## Your objective
Lines that include the word "forwarded" should be copied from the listing that follows.
((
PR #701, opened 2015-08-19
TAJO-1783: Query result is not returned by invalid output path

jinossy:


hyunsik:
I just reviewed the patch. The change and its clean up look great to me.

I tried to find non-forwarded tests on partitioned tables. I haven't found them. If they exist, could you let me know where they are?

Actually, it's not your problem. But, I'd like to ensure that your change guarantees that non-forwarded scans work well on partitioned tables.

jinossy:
))
((
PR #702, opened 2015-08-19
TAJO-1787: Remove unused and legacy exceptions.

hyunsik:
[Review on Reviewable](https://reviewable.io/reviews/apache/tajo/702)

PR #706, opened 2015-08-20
))
## Answer for the task
I tried to find non-forwarded tests on partitioned tables. I haven't found them. If they exist, could you let me know where they are?
Actually, it's not your problem. But, I'd like to ensure that your change guarantees that non-forwarded scans work well on partitioned tables.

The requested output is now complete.